This paper in Nature Reviews Cancer is getting more attention in the popular press than most papers in that journal manage. Titled "Cancer: an old disease, a new disease or something in between?", it goes over the archaeological evidence for cancer rates in ancient populations, and goes on to speculate whether the incidence of the disease is higher under modern conditions.
I'd be interested in knowing that, too, but the problem seems to be that there's not much evidence one way or another. The authors concentrate on the evidence that can be found in bone samples, since these are naturally the most numerous, but it seems to be quite hard to get any meaningful histology data from ancient bone tissue. As for other tissue, the Egyptian record is probably the most statistically robust, thanks to deliberate mummification and the desert conditions, but even that isn't too definitive. The Greeks definitely described metastatic tumors, though (and in fact, gave us our name for the disease).
Still, they believe that the archaeological record indicates a smaller incidence of cancer than you'd expect, although given the long list of confounding factors they present, I'm not sure how sturdy that result is. One of the biggest of those is the shorter life expectancies in ancient populations, and it's not easy to get around that one. As the authors themselves point out, working-class ancient Egyptians seem to have mostly died at ages between 25 and 30 (!), and there aren't many forms of cancer that would be expected to show up well under those demographic conditions. (Osteosarcoma is the main tumor type the authors look for as being not so age-dependent).
The paper itself is fairly calm about its conclusions:
Despite the fact that other explanations, such as inadequate techniques of disease diagnosis, cannot be ruled out, the rarity of malignancies in antiquity is strongly suggested by the available palaeopathological and literary evidence. This might be related to the prevalence of carcinogens in modern societies.
But the press reports (based, I think, partly on further statements from the authors) haven't been. "Cancer Is A Modern Disease", "No Cancer In Ancient Times" go the headlines. (Go tell that last one to the ancient Greeks).
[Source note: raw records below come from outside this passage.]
PR #2119, opened 2021-09-23
[build] fix exclusion of table component when tab is active

### LINKED ISSUE #2118: [Build] Can't exclude Table component if Tab is included
# Bug Report

I want to exclude the Table component from semantic.css, to reduce file size. It's still listed as an individual in semantic.json.

This leads to a funky glitch, where the CSS styles for Table are not removed from semantic.css _if_ the Tab component is also included _and if_ table.css is still present under dist/components. Probably a globbing issue in one of the Gulp tasks.

## Steps to reproduce

1. Remove 'table' as component in semantic.json (but don't remove table.css in dist/components)
2. Make sure 'tab' is still listed as component
2. Run 'gulp build'
3. Check semantic.css

## Expected result

All table classes should be removed from semantic.css if 'table' is not in the list of components.

## Actual result

No reduction in file size for semantic.css. All .ui.table classes are still there.

## Version

2.8.8

hugopeek:
## Description

When you remove the 'table' component from semantic.json while there is still a table.css file present in dist/components, it will not be removed from semantic.css.

This is caused by a collision in the globbing mechanism: 'tab' is included in the word 'table', so table.css is included in the package task.

## Closes
Fixes #2118


lubber-de:
The same logic is in the javascript build script as well. Could you please also apply your fix to the same logic in javascript.js ? 😉 

https://github.com/fomantic/Fomantic-UI/blob/f66e62d712f475c102af1f8fc6bdc4d36f11357f/tasks/build/javascript.js#L75

lubber-de (commented):
Please see my comment. I believe the same fix should be applied to the javascript build task as well

tasks/build/css.js
```diff
@@ -99,7 +99,12 @@ function pack(type, compress) {
     concatenatedCSS = compress ? filenames.concatenatedMinifiedCSS : filenames.concatenatedCSS;
   }
 
-  return gulp.src(output.uncompressed + '/**/' + globs.components + ignoredGlobs)
+  let src = output.uncompressed + '/**/' + globs.components + ignoredGlobs;
+  if (globs.components.indexOf('table') < 0 && globs.components.indexOf('tab') > 0) {
```
exoego, line 103:
```suggestion
  if (globs.components.indexOf('table') < 0 && globs.components.indexOf('tab') >= 0) {
```
Just in case `tab` is a prefix of components.

hugopeek: I'm not exactly sure what you mean with a prefix of components... The comparison is purely to see if the word 'tab' is present in the list, and 'table' is not.

indexOf will return the start position of the substring. So even if tab is the first component in the list, the output of indexOf is already 1:
```
{tab,reset,site,button,container,divider,header,icon,image,input,label,list,segment,text,breadcrumb,grid,menu,message,card,feed,item,statistic,accordion,checkbox,dropdown,embed,popup,rating,sidebar,sticky,transition,visibility}
1
```
Probably because of the { at the beginning.

hugopeek: It would be much better if the components list is processed as a proper array of course, but my JS-fu is too limited to make that happen (quickly).

hugopeek:
> The same logic is inside the javascript build script as well. Could you please also apply your fix to the same logic in javascript.js ? wink

@lubber-de Currently that is not necessary, because the table component doesn't have a table.js part. I could add it to future-proof this solution, but I'm never that eager to add code that doesn't do anything useful yet...

lubber-de:
> @lubber-de Currently that is not necessary, because the table component doesn't have a table.js part. I could add it to future-proof this solution, but I'm never that eager to add code that doesn't do anything useful yet...

😬 Oups... I totally forgot about that... Yes, then my suggestion is of course nonsense and doesn't make sense 😄

tasks/build/css.js
exoego: > Probably because of the { at the beginning.

Ah, I see.

exoego (approved):
LGTM

lubber-de (approved):
LGTM

PR #2131, opened 2021-10-01
feat(toast): image variant, a11y support, title html, click support

### LINKED ISSUE #2125: [toast] Click callback not called when closeOnClick is set to false
# Bug Report
When creating a toast, `onClick` callback not called when `closeOnClick` is set to false.

## Expected result
The `onClick` callback should work

## Actual result
The `onClick` callback doesn't work

## Testcase
https://jsfiddle.net/7fv4k0ag/

## Version
2.8.8

lubber-de:
## Description
Once again: Another year, another toast enhancement 🙂 

This PR

- adds accessibility support using aria labels to toasts just like we did for modals in #2036 
- adds a `ui image toast` variant to show images without any padding
- fixes missing html support in titles
- fixes wrong placement of vertical actions when the message was too short
- supports the `onClick` handler in any case now even if `closeOnClick` is set to false 
  - onClick can now also return false to prevent closing the toast
  - the close icon gets a dedicated event now independent of the onClick event

## Testcase
https://jsfiddle.net/lubber/xym8qg9j/37/

#### ui image toast
image

### wrong placement of actions
|Before|After|
|-|-|
|image|image|

### html titles
|Before|After|
|-|-|
|image|image|

## Closes
#2125

### DIFF
--- a/src/definitions/modules/toast.js
+++ b/src/definitions/modules/toast.js
@@ -69,12 +69,14 @@ $.fn.toast = function(parameters) {
         element          = this,
         instance         = isToastComponent ? $module.data(moduleNamespace) : undefined,
 
+        id,
         module
       ;
       module = {
 
         initialize: function() {
           module.verbose('Initializing element');
+          module.create.id();
           if (!module.has.container()) {
             module.create.container();
           }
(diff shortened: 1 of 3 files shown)


exoego (approved):
LGTM !!

lubber-de:
Docs added by https://github.com/fomantic/Fomantic-UI-Docs/pull/338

And it's impossible to deny the environmental causes of some cancers - I'll bet that lung cancer rates prior to the introduction of tobacco into the Old World were pretty low, for example. Repeated exposure to some industrial chemicals (benzene and benzidine, right off the top of my head) are most definitely linked to increased risk of particular tumor types.
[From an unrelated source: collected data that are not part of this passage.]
PR #2142, opened 2021-10-23
[list] fix styling of multi-digit ordered lists (#1130)

### LINKED ISSUE #1130: Ordered and suffix list styles bug after 9.
# Bug Report

When ordered list (with added dots from list.variables) or suffix list has numbers over 9. the styling fails.

## Steps to reproduce
https://jsfiddle.net/qgms8p07/

## Expected result
Numbers have the same margin relative to text no matter how big the number is.

## Actual result
When list number is bigger than 9. the number/dot will have no margin relative to text and will even overlap.

## Testcase
https://jsfiddle.net/qgms8p07/

## Screenshot (when possible)
list

## Version
2.7.8

SnirBroshi:
## Description
Fixes styling of multi-digit ordered lists - made the number aligned to the right of the text, so that when more digits are required they will be added on the left and the right edge of the number will stay in place.

I used `translateX(-100%)` to keep the right edge in a constant position, and adjusted the margin a bit since it previously accounted for the width of the number itself. The number I adjusted it to is to keep the look of numbers with single digits the same.

## Testcase
https://jsfiddle.net/futybd2v/

## Screenshot
Current (left) vs fixed (right)
image

## Closes
Fixes #1130

### DIFF
--- a/src/definitions/elements/list.less
+++ b/src/definitions/elements/list.less
@@ -703,6 +703,7 @@ ol.ui.list ol li,
     left: auto;
     user-select: none;
     pointer-events: none;
+    transform: translateX(-100%);
     margin-left: -(@orderedCountDistance);
     counter-increment: @orderedCountName;
     content: @orderedCountContent;
--- a/src/themes/default/elements/list.variables
+++ b/src/themes/default/elements/list.variables
@@ -179,7 +179,7 @@
 @orderedCountContent: counters(@orderedCountName, @orderedCountSeparator) " ";
 @orderedCountContentSuffixed: counters(@orderedCountName, @orderedCountSeparator) @orderedCountSuffix;
 @orderedCountColor: @textColor;
-@orderedCountDistance: 1.25rem;
+@orderedCountDistance: 0.65rem;
 @orderedCountOpacity: 0.8;
 @orderedCountTextAlign: right;
 @orderedCountVerticalAlign: middle;


lubber-de (changes requested):
Thanks for the PR. I changed your jsfiddle to use the same selector as used by the patch itself.
https://jsfiddle.net/lubber/L8f627oy/9/
You will recognize that nested ordered lists are not properly positioned anymore:
image
To fix this, you should ~remove the following code, because it is not needed by your translatex(-100%) approach anymore (as the variable `@orderedChildCountOffset` is then not used, you can also remove it from `list.variables` OR simply~ set the variable to 0.65rem as well (somehow more backward compatible if people might have changed it in their custom themes)..
https://github.com/fomantic/Fomantic-UI/blob/67babf538aeb681d8e476e84efc42b07f842a9be/src/definitions/elements/list.less#L737-L740

See https://jsfiddle.net/lubber/L8f627oy/11/
image

Also, such kinda long lists now do not have a nice left padding space anymore (at least when the counter reaches 100), so i suggest 2 additional changes
- Change the suffixed list margin left from 1.25rem to 1.5rem (because the dot moves even single numbers too much to the left otherwise) ONLY to the first list element (not for nested ones)
- Invent a new `long` variant which further increases the left margin to 2rem, again ONLY to the first list element (not for nested ones)

```css
ol.ui.suffixed.list,
.ui.suffixed.ordered.list,
ol.ui.suffixed.list ol {
    margin-left: 1.5rem;
}

ol.ui.long.list,
.ui.ordered.long.list,
ol.ui.long.list ol {
    margin-left: 2rem;
}
```

See https://jsfiddle.net/lubber/L8f627oy/24/

lubber-de:
@NotWearingPants Are you interested in continuation to work on this PR? Please see my review 😉

NotWearingPants:
@lubber-de I am, but finding the time isn't always easy :) I'mma try now

lubber-de:
@NotWearingPants Do you think you can work on this again?

lubber-de:
@NotWearingPants Maybe this got forgotten: Do you think you can work on this again? Please see my review

lubber-de:
> @lubber-de It's been too long for not replying. Should I take over or would you like to finish with your reviews?

My review was done already, so if you like you can take over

So in that way, modern cancer incidence probably is higher, at least for specific forms of the disease. But (as mentioned above) the single biggest factor is surely our longer lives. Eventually, some cells are going to hit on the wrong combination of mutations if you just give them enough time. And the widely reported statement from Professor Davids, one of the paper's authors, that "There is nothing in the natural environment that causes cancer", is flat-out wrong. What about UV light from the sun? Aflatoxins from molds? Phorbol esters in traditional herbal recipes?
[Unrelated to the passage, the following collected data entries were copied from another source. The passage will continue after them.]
PR #2145, opened 2021-10-29
feat(input): file input variant

### LINKED ISSUE #105: [Form] file input styles
Add file upload input styles as mentioned here https://github.com/Semantic-Org/Semantic-UI/issues/403, would also be cool to implement as a module and have drag & drop functionality.

lubber-de:
## Description
This PR styles the file input field so it has the same look as normal input fields by adding a `file` variant to the `input` element.
It also supports using action inputs for file inputs, if one needs additional features like icons.
If not using an action input i also added color variants to support colors for the native file input trigger button.

It also adds an `invisible file input`, in case one does not need the filepath being shown and only needs a button.
See examples in the jsfiddle

## Screenshot
image
image

### Before
https://jsfiddle.net/lubber/xv0zLadf/3/

### After
https://jsfiddle.net/lubber/xv0zLadf/12/

## Closes
#105 
https://github.com/Semantic-Org/Semantic-UI/issues/403

### DIFF
--- a/src/definitions/collections/form.less
+++ b/src/definitions/collections/form.less
@@ -66,10 +66,12 @@
 .ui.form .field > label {
   display: block;
   margin: @labelMargin;
-  color: @labelColor;
   font-size: @labelFontSize;
   font-weight: @labelFontWeight;
   text-transform: @labelTextTransform;
+  &:not(.button) {
+    color: @labelColor;
+  }
 }
 
 /*--------------------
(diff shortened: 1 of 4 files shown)


exoego (approved):
LGTM 👍 

This is awesome, 8-year-long-awaited feature https://github.com/Semantic-Org/Semantic-UI/issues/403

That statement strongly suggests a habit of mind that I think has to be guarded against: the "Garden of Eden" effect. That's the belief, widely held in one form or another, that there was a time - long ago - when people were in harmony with nature, ate pure, wholesome natural foods (the kind that we were meant to eat), and didn't have all the horrible problems that we have in these degenerate modern times. (You can see a lot of Rousseau in there, too, what with all that Noble Savage, corrupted-by-modern-society stuff).
This 1990 article (PDF) by Bruce Ames and Lois Gold, "Misconceptions on Pollution and the Causes of Cancer" is a useful corrective to the idea that modern environments cause all cancers. You'll have to guard yourselves, though, against the prelapsarian Golden Age fallacy. It's everywhere.